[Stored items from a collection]
################

PR #371, opened 2023-07-03
[NRLF-460] Merge steps for search rebased

axelkrastek1-nhs:


api/consumer/countDocumentReference/src/v1/handler.py
```diff
@@ -37,43 +30,21 @@ def search_document_references(
...
-            exclusive_start_key=next_page_token,
-            limit=COUNT_ITEM_LIMIT,
+        response: PaginatedResponse = get_paginated_document_references(
+            data,
+            request_params,
+            event.queryStringParameters,
+            dependencies,
+            logger,
+            COUNT_ITEM_LIMIT,
+            next_page_token,
```
jaklinger, line 47: for a function with this many params we should be using keyword arguments - can come back to bite us if we need to refactor positional args

api/consumer/searchDocumentReference/src/v1/handler.py
```diff
@@ -32,41 +24,13 @@ def search_document_references(
...
-    custodian = custodian_filter(
-        custodian_identifier=request_params.custodian_identifier
-    )
-
-    validate_type_system(request_params.type, pointer_types=data["pointer_types"])
-
-    pointer_types = type_filter(
-        type_identifier=request_params.type,
-        pointer_types=data["pointer_types"],
+    response = get_paginated_document_references(
```
jaklinger, line 27: as above re: positional args

api/consumer/searchPostDocumentReference/src/v1/handler.py
```diff
@@ -34,37 +25,11 @@ def search_document_references(
...
-    request_params = ConsumerRequestParams(**body)
-    assert_no_extra_params(request_params=request_params, provided_params=body)
-    nhs_number: RequestQuerySubject = request_params.nhs_number
-    pk = key(DbPrefix.Patient, nhs_number)
 
-    custodian = custodian_filter(
-        custodian_identifier=request_params.custodian_identifier
+    response = get_paginated_document_references(
+        data, ConsumerRequestParams(**body), body, dependencies, logger
     )
```
jaklinger, line 32: probably best to have `request_params = ConsumerRequestParams(**body)` on it's own line so that if an error is thrown the message is more informative

jaklinger: also same comment re: positional args

layer/nrlf/nrlf/core/common_search_steps.py
```diff
@@ -0,0 +1,92 @@
...
+
+class LogReference(Enum):
+    COMMONSEARCH001 = "Searching for document references"
+
+
+@log_action(log_reference=LogReference.COMMONSEARCH001)
+def get_paginated_document_references(
+    data: PipelineData,
+    requestParams: Union[ConsumerRequestParams, CountRequestParams],
+    queryStringParams: Dict[str, str],
```
jaklinger, line 38: camel case for params isn't standard - could you switch to snake?

layer/nrlf/nrlf/core/common_search_steps.py
```diff
@@ -0,0 +1,92 @@
...
+    dependencies: FrozenDict[str, Any],
+    logger: Logger,
+    pageLimit: int = PAGE_ITEM_LIMIT,
+    pageToken: Annotated[
+        Optional[NextPageToken], Field(alias="next-page-token")
```
jaklinger, line 43: same re: snake

jaklinger, line 43: `Field(alias="next-page-token")` isn't doing anything here

layer/nrlf/nrlf/core/common_search_steps.py
```diff
@@ -0,0 +1,92 @@
...
+
+log_action = make_common_log_action()
+
+
+class LogReference(Enum):
+    COMMONSEARCH001 = "Searching for document references"
+
+
+@log_action(log_reference=LogReference.COMMONSEARCH001)
+def get_paginated_document_references(
```
jaklinger, line 35: possible to split this function into a few parts? would be better for logging and debugging

layer/nrlf/nrlf/core/common_search_steps.py
```diff
@@ -0,0 +1,92 @@
...
+        )
+
+    if isinstance(requestParams, ConsumerRequestParams):
+        if pageToken is None:
+            next_page_token: NextPageToken = request_params.next_page_token
+        if next_page_token is not None:
+            next_page_token = next_page_token.__root__
+
+    else:
+        next_page_token: NextPageToken = pageToken
```
jaklinger, line 80: better to use dependency injection here rather than branching logic in the common function

jaklinger (approved):

PR #397, opened 2023-07-13
[NRLF-586] Changelog consolidate publish

jameslinnell:


changelog/scripts/changelog.py
```diff
@@ -0,0 +1,48 @@
...
+from os import listdir
+from os.path import getsize, isfile, join
+
+
+def main(argv):
+    if "release/" in argv[0]:
+        file_list = sorted(
+            [f for f in listdir("./changelog") if isfile(join("./changelog", f))]
+        )
+        file_list.reverse()
```
jaklinger, line 11: just an fyi that there is also `sorted(..., reverse=True)`, not that it makes a difference!

jaklinger (approved):

PR #434, opened 2023-08-01
[NRLF-533] supersede when ignore delete fail

nomad3k:


layer/nrlf/nrlf/core/repository.py
```diff
@@ -525,7 +525,15 @@ def _delete(id):
...
-        return self.dynamodb.transact_write_items(TransactItems=transact_items)
+        try:
+            return self.dynamodb.transact_write_items(TransactItems=transact_items)
+        except ClientError as error:
+            if "CancellationReasons" in error.response:
+                reasons = error.response["CancellationReasons"]
+                # Last reason relates to the single PUT and indicates duplicate item
+                if reasons[-1]["Code"] == "ConditionalCheckFailed":
+                    raise DuplicateError("Condition check failed - Duplicate item")
+            raise error
```
jaklinger, line 536: because the `reasons[-1]` and `[put()]` are implicitly coupled this will be prone to a bug in future. I can imagine if, for some reason, someone change L527 to:

```python
transact_items = [_delete(id) for id in delete_pks] + [_put()] + [some_other_transaction()]
```

then `reasons[-1]` wouldn't be related to the put error. This is also generally the problem with `handle_dynamodb_errors`. Since the transactions are annotated with `Put` and `Delete`, I might suggest in this case that we pull the index out of `transact_item` e.g.

```python
def _is_put(transaction: dict):
    action, = transaction.keys()
    return action == "PUT"

put_idx = next(idx for idx, item in enumerate(transact_items) if _is_put(transaction=item))
```

and then 

```python
reasons[put_idx]
```

jaklinger, line 536: to avoid the comment could wrap this up in a context manager function

```python
with handler_put_duplicate_error(put_idx=put_idx):
    return self.dynamodb.transact_write_items(TransactItems=transact_items)
```

feature_tests/features/producer/producer-supersedeDocumentPointer-failure.feature
```diff
@@ -588,3 +624,84 @@ Feature: Producer Supersede Failure scenarios
       | issue_description | Invalid value                           |
       | message           | Condition check failed - Duplicate item |
     And Document Pointer "DS123-1234567890" still exists
+
+  Scenario: Supersede without supersede-ignore-delete-fail already exists with invalid target
```
jaklinger, line 628:
```suggestion
  Scenario: Supersede without 'supersede-ignore-delete-fail' permission a DocumentPointer that exists with invalid target
```

feature_tests/features/producer/producer-supersedeDocumentPointer-failure.feature
```diff
@@ -588,3 +624,84 @@ Feature: Producer Supersede Failure scenarios
...
+    And the response is an OperationOutcome according to the OUTCOME template with the below values
+      | property          | value                                                         |
+      | issue_type        | processing                                                    |
+      | issue_level       | error                                                         |
+      | issue_code        | VALIDATION_ERROR                                              |
+      | issue_description | A parameter or value has resulted in a validation error       |
+      | message           | Validation failure - relatesTo target document does not exist |
+    And Document Pointer "DS123-ALREADY_EXISTS" still exists
+
+  Scenario: Supersede without supersede-ignore-delete-fail already exists with valid target
```
jaklinger, line 664:
```suggestion
  Scenario: Supersede without 'supersede-ignore-delete-fail' permission a DocumentPointer that exists with valid target
```

jaklinger (changes requested):

layer/nrlf/nrlf/core/repository.py
nomad3k: Or we add a comment above `[put()]`

nomad3k: We can also search through the `Item` on the `reasons` to see if it's `id` matches the subject's `id`.  This will be simpler than the index additions above.

jaklinger (approved):

PR #462, opened 2023-08-10
[NRLF-644] errors in swagger consumer

jameslinnell:


nomad3k (changes requested):
The `/_count` endpoint is missing the Errors, because this is the only endpoint that resides in it's own swagger file.

nomad3k (approved):

api/consumer/swagger.yaml
```diff
@@ -606,6 +697,34 @@ paths:
         - $ref: "#/components/parameters/requestId"
         - $ref: "#/components/parameters/correlationId"
       responses:
+        "4xx":
```
axelkrastek1-nhs, line 700: Should this be uppercase as well?

api/consumer/record-locator/consumer.yaml
```diff
@@ -567,6 +658,34 @@ paths:
         - $ref: "#/components/parameters/requestId"
         - $ref: "#/components/parameters/correlationId"
       responses:
+        "4xx":
```
axelkrastek1-nhs, line 661: Should this be uppercase as well?

swagger/consumer-static/count.yaml
```diff
@@ -12,6 +12,34 @@ paths:
         - $ref: "#/components/parameters/requestId"
         - $ref: "#/components/parameters/correlationId"
       responses:
+        "4xx":
```
axelkrastek1-nhs, line 15: Should this be uppercase as well?

PR #463, opened 2023-08-11
[NRLF-561] ASID contract with helper

samgardner1-nhs:
In order to validate that an ASID is provided for all care plan document types 
We must have an ASID specific document contract that enforces that the ASID Is present in the author field

Note: This PR is a Draft because these changes are based on top of [feature/NRLF-634-data_contract_helper](https://github.com/NHSDigital/NRLF/tree/feature/NRLF-634-data_contract_helper), and so this branch contains all features from NRLF-634 as well. In other words, do not merge both 634 and 561, only merge 561


data_contracts/deploy_contracts/tests/test_deploy_contract.py
```diff
@@ -903,3 +903,47 @@ def test_sync_contracts_e2e(temp_dir):
...
+
+    # Deploy the contracts
+    today = date(year=2000, month=1, day=1)
+    result = sync_contracts(repository=repository, today=today)
+    assert result is True
+
+    # Verify the contracts have been deployed
+    synced_db_contracts = _get_contracts_from_db(repository=repository)
+    assert initial_db_contracts != synced_db_contracts  # i.e. an update has taken place
+    assert len(synced_db_contracts) == 8
```
jaklinger, line 929: this will break after every update, we should do:

```suggestion
    assert len(synced_db_contracts) == len(PATHS_TO_CONTRACTS)
```

data_contracts/deploy_contracts/tests/test_deploy_contract.py
```diff
@@ -903,3 +903,47 @@ def test_sync_contracts_e2e(temp_dir):
...
+            continue
+        assert group.value in [
+            "325691000000100",
+            "887701000000100",
+            "861421000000109",
+            "736373009",
+            "736253002",
+            "1382601000000107",
+        ]
+        assert group.name in ["asidcheck-contract"]
```
jaklinger, line 947: imo the rest of the test is kind of redundant as group from db has already been tested, and there nothing here that checks the effect of a given contract on a pointer type. I'd remove these lines and then we can rely on the feature tests to give us coverage of these values. With the previous suggestion it means that this test won't ever need updating as well, which is nice

feature_tests/features/producer/producer-createDocumentPointer-failure.feature
```diff
@@ -661,3 +703,55 @@ Feature: Producer Create Failure Scenarios
       | issue_code        | VALIDATION_ERROR                                                                                                                                         |
       | issue_description | A parameter or value has resulted in a validation error                                                                                                  |
       | message           | ValidationError raised from Data Contract 'Validate Content Url:1' at 'content[0].attachment.url': 'not-a-url' does not match '^https*://(www.)*\\w+.*$' |
+
+  @integration-only
+  Scenario: Validate a Document Pointer of type Mental health crisis plan using the asid data contract with ssp and no asid
```
jaklinger, line 708: for all of the soft-linked files we should do a `Scenario Outline` (as opposed to `Scenario`) so that each feature test is run on each pointer-type. Otherwise if we were to remove/change one of the files we'd have no coverage on the behaviour for each pointer type

jaklinger (approved):

PR #466, opened 2023-08-11
[NRLF-653] MI stream writer

jaklinger:


mi/reporting/report.py
```diff
@@ -67,6 +68,9 @@ def make_reports(session, env: str, workspace: str = None, partition_key=None):
 
 
 def _make_reports(env: str, workspace: str = None, partition_key=None):
+    if partition_key is not None:
+        partition_key = str(hash_str_to_int(key=partition_key))
```
Rohoolio, line 72: What did we need to do this for?

mi/reporting/tests/test_data/seed_database.py
```diff
@@ -17,16 +23,48 @@
...
+                int,  # i.e transforms this int
+                int,  # to this int
+            ],
+        ],
+    ] = defaultdict(lambda: defaultdict(dict))
+    for i, item in enumerate(data[Measure.name()]):
+        # Assumption here is that test_id + {row_number} will not clash
+        # between tests, which is unlikely locally given the terraform teardown
+        # on every build, and is impossible in CI
+        uniquish_test_id = test_id + i
```
Rohoolio, line 53: Just struggling to follow this, I might need some help going through it 😅

mi/sql_query/sql.py
```diff
@@ -1,14 +1,34 @@
...
 
-def execute_sql_query(cursor, sql: Sql) -> list:
-    query = psycopg2_sql.SQL(sql.statement).format(
-        **{k: psycopg2_sql.Identifier(v) for k, v in sql.identifiers.items()}
+    # Need to split statements up since when using "autocommit"
+    # it is not possible to invoke multiple statements in a single call.
+    # In practice this is needed for the database clear-down in the
+    # database_administration.tf
+    statements: list[str] = (
+        filter(
```
Rohoolio, line 22: So in this case we only filter the statements on the if statement being true? Im not used to seeing it above the if itself haha

mi/stream_writer/event_handling.py
```diff
@@ -0,0 +1,87 @@
...
+@catch_error(log_fields=["document_pointer"])
+def insert_mi_record(
+    record: RecordParams,
+    sql: str,
+    cursor: Cursor,
+    dimension_types: tuple[type[Dimension]] = DIMENSION_TYPES,
+    integrity_error_type: type[IntegrityError] = IntegrityError,
+    not_null_violation: str = NOT_NULL_VIOLATION,
+) -> GoodResponse:
+    insert_record = partial(
```
Rohoolio, line 70: What do we gain from using a partial here? Arent we still passing in the same amount of arguments without anything being substituted?

mi/stream_writer/event_handling.py
```diff
@@ -0,0 +1,87 @@
...
+        connection.rollback()
+        raise
+
+
+@catch_error(log_fields=["document_pointer"])
+def insert_mi_record(
+    record: RecordParams,
+    sql: str,
+    cursor: Cursor,
+    dimension_types: tuple[type[Dimension]] = DIMENSION_TYPES,
```
Rohoolio, line 66: Do we want to have dimension types as something that can be passed into this function? I feel like its going to be a static set of options and if we wanted to increase that we could just update the DIMENSION_TYPES config right?

mi/stream_writer/model.py
```diff
@@ -0,0 +1,171 @@
...
+    image_type: DynamodbEventImageType
+    action: Action
+
+    @property
+    def sql(self):
+        with open(f"{PATH_TO_QUERIES}/{self.action}.sql") as f:
+            return f.read()
+
+
+class Dimension:
```
Rohoolio, line 71: I understand (I think) whats happening here, but a little run through to understand the benefits would be much appreciated!

mi/stream_writer/tests/test_helpers.py
```diff
@@ -0,0 +1,218 @@
...
+            cursor=mocked_cursor, statement=None, params=None, identifiers=None
+        )
+    mocked_cursor.connection.rollback.assert_called()
+
+
+@mock.patch("mi.stream_writer.event_handling.psycopg2_sql")
+def test_execute_sql_success(mocked_sql):
+    mocked_cursor = mock.Mock(spec=Cursor)
+    mocked_cursor.connection = mock.Mock(spec=Connection)
+    mock.Mock(spec=Cursor)
```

################

• Exercise details
Give the count of lines in the data above holding the word "dependencies", and nothing beyond it.

• Response for this exercise
3